Accuracy may not be a good metric for classification problem, because the data can be imbalanced.
For example:
- 99% of the email is not spam
- 1% of the email is spam
If the model always predict the email as not spam, the accuracy is 99%. But the model is not useful at all.
Confusion Matrix:
Predicted: Not Spam | Predicted: Spam | |
---|---|---|
Actual: Not Spam | 99 | 0 |
Actual: Spam | 1 | 0 |
Or in our MNIST example:
When we want to classify if the image is number 7 or not, a model that always predict the image as not 7 will have 90% accuracy.
Confusion Matrix:
Predicted: Not 7 | Predicted: 7 | |
---|---|---|
Actual: Not 7 | 90 | 0 |
Actual: 7 | 10 | 0 |
Precision & Recall
We need other metrics!
\[\begin{align*} \text{Recall} &= \frac{\text{True Positive}}{\text{True Positive} + \text{False Negative}} \\ \text{Precision} &= \frac{\text{True Positive}}{\text{True Positive} + \text{False Positive}} \end{align*}\]
Source: Hands-on Machine Learning with Scikit-Learn, Keras, and TensorFlow, 2nd Edition
Example:
Predicted: Not 7 | Predicted: 7 | |
---|---|---|
Actual: Not 7 | 90 | 0 |
Actual: 7 | 10 | 0 |
- Recall = 0 / (0 + 10) = 0
- Precision = 0 / (0 + 0) = 0
Perfect Recall
Confusion Matrix:
Predicted: Not 7 | Predicted: 7 | |
---|---|---|
Actual: Not 7 | 0 | 90 |
Actual: 7 | 0 | 10 |
If our model always predict ALL image as 7, the recall will be 100% (10 / (10 + 0) = 1).
Perfect recall means that the model will never miss any 7, but it will also predict many non-7 as 7.
Q: Is "7" seven?
A: Yes, it is seven
Q: Is "7" seven?
A: Yes, it is seven
Q: Is "8" seven?
A: Yes, it is seven
Q: Is "9" seven?
A: Yes, it is seven
Perfect Precision
Confusion Matrix:
Predicted: Not 7 | Predicted: 7 | |
---|---|---|
Actual: Not 7 | 90 | 0 |
Actual: 7 | 9 | 1 |
If our model is very careful and only predict the image as 7 when it is very sure, we will have a perfect precision.
Perfect precision means that when the model predict the image as 7, it is actually 7. But the model may miss a lot of 7s.
Q: Is "7" seven?
A: Yes, it is seven
Q: Is "8" seven?
A: No, it is not seven
Q: Is "9" seven?
A: No, it is not seven
Q: Is "7" seven?
A: No, it is not seven
Q: Is "7" seven?
A: No, it is not seven
When to use precision and when to use recall?
It depends on the problem.
High Recall
- High Recall is prioritized when the cost of false negative is high.
- A false negative (a person who has cancer but is predicted as not having it) could lead to lack of treatment and dire health implications.

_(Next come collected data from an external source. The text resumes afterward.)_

PR #38, opened 2022-12-21
proc_exit-failure: use a bit more awkward exit code

yamt:
The exit code 1 is too generic:

* many of platforms have EXIT_FAILURE == 1.

* many of wasm engines exit with 1 on a unreachable trap. eg. wasm3 iwasm (wasm-micro-runtime) wasmer toywasm wasm-interp (wabt) wasmedge

  Note: wasmtime using 134 is an exception.

Use a bit more awkward value instead to avoid succeeding with a luck.


loganek (approved):
LGTM

PR #46, opened 2023-01-20
Allow overriding executable in adapters

loganek:


adapters/wasm-micro-runtime.sh
```diff
@@ -9,7 +9,7 @@ ARGS=()
 DIR=()
 ENV=()
 
-IWASM=iwasm
+IWASM="${TEST_RUNTIME_EXE:=iwasm}"
```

- A false positive (a person who doesn’t have cancer but is predicted as having it) would lead to further tests, which might be stressful and costly but isn’t immediately harmful.
High Precision
- High Precision is prioritized when the cost of false positives is high.
- A false positive (a legitimate transaction is incorrectly flagged as fraudulent), can lead to customer frustration.
- A false negative (missing a fraudulent transaction) may be deemed more acceptable than annoying or alienating a large number of genuine customers.
F1 Score
F1 score is a metric that combines precision and recall.
The formula for F1 score is:
\[F1 = \frac{2}{\frac{1}{Precision} + \frac{1}{Recall}}\]
The F1
score favors classifiers that have similar precision and recall. This is not always what you want: in some contexts you mostly care about precision, and in other contexts you really care about recall.